PR #395, opened 2021-12-05
WIP: Enable (local) GPU testing

erjel:
Hi,

during my last development sessions on the code, I realized that the GPU implementation is a blind spot in the test routines. While github-hosted runners do not come with enabled GPU hardware, I believe that many developers/ users have access to GPUs (at least smaller/older ones which are perfectly fine for testing purposes). By providing the necessary configuration files, everyone could check their pull requests locally for bugs in the GPU code prior to a commit.

I already started with a corresponding tox configuration file for a previous pull request, and would like to share the work and to start the discussion.

My current setup:
- tested Windows 10 and CentOS 7
- [Miniconda ](https://docs.conda.io/en/latest/miniconda.html) non-admin installation with default settings
- Install [tox-conda](https://github.com/tox-dev/tox-conda) installation (for pytorch support) in base environment for testing
- Use modified tox configuration (`tox.ini` vs  `tox-conda.ini`) for testing the code on a GPU
```
conda activate base
pip install tox-conda
tox -c tox-conda.ini
```

Next steps:
- [ ] Write/ modify a test case to check GPU utilization
- [ ] adapt miniconda/tox-conda in the github action yml
- [ ] Make sure that github actions/ tests run fine even without available GPUs

Since github actions and tox/tox-conda are rather new tools for me, I would like to ask for additional opinions on this before I invest more time in this. Currently, I see the benefits of (local) GPU testing, but I might have missed a point. What is your opinion?

Eric


carsen-stringer:
thanks @erjel indeed this would be very useful! I agree that not having GPU tests is not great, and being able to run them locally is certainly useful enough (doesn't need to be integrated into github actions). is `tox-conda` necessary for this if it's only for local testing? as a developer can I simply run `pytest tests/` the same way as usual?

Issue #380, opened 2021-11-21
Index error when training Omnipose in colab


XinChen1020:
I want to training a Omnipose based on my own dataset on colab but it keeps giving me index error

2021-11-21 17:14:46,035 [INFO] WRITING LOG OUTPUT TO /root/.cellpose/run.log
2021-11-21 17:14:48,953 [INFO] ** TORCH CUDA version installed and working. **
2021-11-21 17:14:48,953 [INFO] >>>> using GPU
2021-11-21 17:14:48,953 [INFO] >>>> Omnipose enabled. See https://raw.githubusercontent.com/MouseLand/cellpose/master/cellpose/omnipose/license.txt for licensing details.
2021-11-21 17:14:49,097 [INFO] >>>> training from scratch
2021-11-21 17:14:49,097 [INFO] >>>> during training rescaling images to fixed diameter of 30.0 pixels
2021-11-21 17:14:49,174 [INFO] Training with rescale = 1.00
2021-11-21 17:14:49,346 [INFO] train channels = 2
2021-11-21 17:14:49,363 [INFO] test channels = 2
2021-11-21 17:14:49,363 [INFO] flows precomputed
2021-11-21 17:14:49,404 [INFO] flows precomputed
2021-11-21 17:14:49,409 [INFO] >>> Using RAdam optimizer
2021-11-21 17:14:49,547 [INFO] >>>> median diameter set to = 30
2021-11-21 17:14:49,547 [INFO] >>>> training network with 2 channel input <<<<
2021-11-21 17:14:49,547 [INFO] >>>> saving every 100 epochs
2021-11-21 17:14:49,547 [INFO] >>>> LR: 0.00020, batch_size: 2, weight_decay: 0.00001
2021-11-21 17:14:49,547 [INFO] >>>> ntrain = 58
2021-11-21 17:14:49,547 [INFO] >>>> rescale is 1
2021-11-21 17:14:49,547 [INFO] >>>> ntest = 6
2021-11-21 17:14:49,547 [INFO] (2, 258, 252)
Traceback (most recent call last):
  File "/usr/lib/python3.7/runpy.py", line 193, in _run_module_as_main
    "__main__", mod_spec)
  File "/usr/lib/python3.7/runpy.py", line 85, in _run_code
    exec(code, run_globals)
  File "/usr/local/lib/python3.7/dist-packages/cellpose/__main__.py", line 436, in <module>
    main()
[...]

PR #399, opened 2021-12-08
Fix for issue #380

pascal-pfeiffer:
* omni arg was missing for tests label flow generation


pascal-pfeiffer:
Fix for issue #380

authman:
Nice catch Ilu. Maybe consider also adding in the other missing params as well `use_gpu` and `device` in addition to `omni`.

CozyDoomer:
@pascal-pfeiffer are you still working on this?
I could add the 2 missing parameters as well since I also ran into this bug.

Would make sense to me to merge this soon since I've seen it pop up everytime someone tried to train omnipose models with a test set

pascal-pfeiffer:
Added the other two params.
Should be good to merge.

carsen-stringer:
thanks this has been fixed

PR #411, opened 2021-12-18
set the masks uint variable type dynamically

elmbeech:
Hi there! 

This is the second try to resolve issue #283 pull request #284 .
I introduced some dynamical variable typing to set the masks uint type.

Elmar

### DIFF
--- a/cellpose/models.py
+++ b/cellpose/models.py
@@ -718,7 +718,6 @@ class CellposeModel(UnetModel):
             else:
                 masks = np.zeros((nimg, shape[1], shape[2]), np.uint32)
                 p = np.zeros(dP.shape, np.uint32)
-                nlabel = 0
 
                 tr = [[]]*nimg # trace may not work correctly with multiple images currently, still need to test it 
                 resize = [shape[1], shape[2]] if not resample else None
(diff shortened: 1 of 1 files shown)


yfukai:
Thank you @elmbeech for this pull request! I could not take time to resolve conflicts in my original issue after major update, and I think your new attempt is helpful.
I think one potential problem with dynamical `dtype` would be the computational cost of `masks.max() ` itself. I'd rather stick to static `dtype`, but for dynamical `dtype` options, I think there should be an option to disable this feature. Maybe we can ask for an opinion of @carsen-stringer on this...

elmbeech:
Hi @yfukai, I not at all insist on that dynamical variable typing implementation. 
If your changes were good enough, but were just conflicting with the major update, then I can simply re-submit your changes.
The only thing I aim for is, that the 32uint issue is resolved in the main branch.
Whatever @carsen-stringer think is need, I can try to do.  Elmar

carsen-stringer:
unfortunately we use cv2 for resizing (does not take uint32) so this change breaks more downstream code. I've modified the typing inside the compute_masks function to take care of that now and tested with a 9000x9000 image with 80000 cells. check out the master branch to try it

elmbeech:
Thank you, @carsen-stringer for taking care of the issue and solved the problem!
Thrilled that cellpose compute_masks now can handle more than 2**16 cells.

PR #434, opened 2022-02-01
Update __main__.py

lacan:
Error in omni log text that was throwing an error...


carsen-stringer:
thanks this has been fixed

PR #437, opened 2022-02-06
iou patch

acycliq:
I think it makes more sense to me in cases where you have a 3d image and let's say there is a mask on some page of the z-stack that completely overshadows another mask on the next page (ie it is not just a partial overlap) the stitching algorithm should consider these two masks as belonging to the same cell regardless what the IoU statistic says

For example, if you have a case like  the one shown below, the mask at the (almost) top left of page 0 occupies the same area that the top-left mask of page 1 does **and** a lot more. The mask when you move from page 0 to page 1 shrinks and keeps its center almost at the same point. In this case, I think these two masks should be labelled the same whatever the formal IoU value is.

two_masks

This PR is a small patch to handle these cases

Some code with the expected results is included below
```
import pandas as pd
import numpy as np
from cellpose.utils import stitch3D

mask_0 = pd.read_csv('https://raw.githubusercontent.com/acycliq/Anne-s_viewer/master/temp_data/mask_0.csv').values
mask_1 = pd.read_csv('https://raw.githubusercontent.com/acycliq/Anne-s_viewer/master/temp_data/mask_1.csv').values

masks = np.stack([mask_0, mask_1]).astype(np.uint16)

out = stitch3D(masks, stitch_threshold=0.5)

print('Before stitching, mask_0 at (x, y) = (18, 17) has label %d' % mask_0[17, 18])
print('Before stitching, mask_1 at (x, y) = (18, 17) has label %d \n' % mask_1[17, 18])

print('After stitching, mask_0 at (x, y) = (18, 17) has label %d' % out[0, 17, 18])
print('After stitching, mask_1 at (x, y) = (18, 17) has label %d \n' % out[1, 17, 18])
```

Output:
```
Before stitching, mask_0 at (x, y) = (18, 17) has label 4968
Before stitching, mask_1 at (x, y) = (18, 17) has label 5221 

After stitching, mask_0 at (x, y) = (18, 17) has label 4968
After stitching, mask_1 at (x, y) = (18, 17) has label 4968 
```

Thanks!

### DIFF
--- a/cellpose/metrics.py
+++ b/cellpose/metrics.py
@@ -181,6 +181,17 @@ def _intersection_over_union(masks_true, masks_pred):
 
     iou: ND-array, float
         matrix of IOU pairs of size [x.max()+1, y.max()+1]
+
+    to_fwd: coo_matrix
+        matrix of the pairs of labels from masks_true that are fully covered
+        by a mask from masks_pred. For example (to_fwd.row[i], to_fwd_col[i]to_fwd_col[i])
+        means that the mask labeled as to_fwd.row[i] (on the next page of the z-stack) is
+        totally covered by another mask which is labeled as to_fwd.col[i] (on the current page
+        of the z-stack)
+
+    to_bwd: coo_matrix
+        Same as to_fwd but now it looks for masks in masks_pred that are totally covered by
+        a mask in masks_true
     
     ------------
     How it works:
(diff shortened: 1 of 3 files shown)


carsen-stringer:
I have mixed feelings adding this as it might make sense in some anisotropic cases to call those 2 different cells. if you decrease the stitch_threshold that would solve most of your problems because cellpose only uses the best match for stitching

────────

» PROBLEM TO SOLVE
Given the data above, transcribe exactly the lines from the one containing "The only thing" down to the one containing "I think it makes", and no others.

» WORKED SOLUTION
The only thing I aim for is, that the 32uint issue is resolved in the main branch.
Whatever @carsen-stringer think is need, I can try to do.  Elmar

carsen-stringer:
unfortunately we use cv2 for resizing (does not take uint32) so this change breaks more downstream code. I've modified the typing inside the compute_masks function to take care of that now and tested with a 9000x9000 image with 80000 cells. check out the master branch to try it

elmbeech:
Thank you, @carsen-stringer for taking care of the issue and solved the problem!
Thrilled that cellpose compute_masks now can handle more than 2**16 cells.

PR #434, opened 2022-02-01
Update __main__.py

lacan:
Error in omni log text that was throwing an error...


carsen-stringer:
thanks this has been fixed

PR #437, opened 2022-02-06
iou patch

acycliq:
I think it makes more sense to me in cases where you have a 3d image and let's say there is a mask on some page of the z-stack that completely overshadows another mask on the next page (ie it is not just a partial overlap) the stitching algorithm should consider these two masks as belonging to the same cell regardless what the IoU statistic says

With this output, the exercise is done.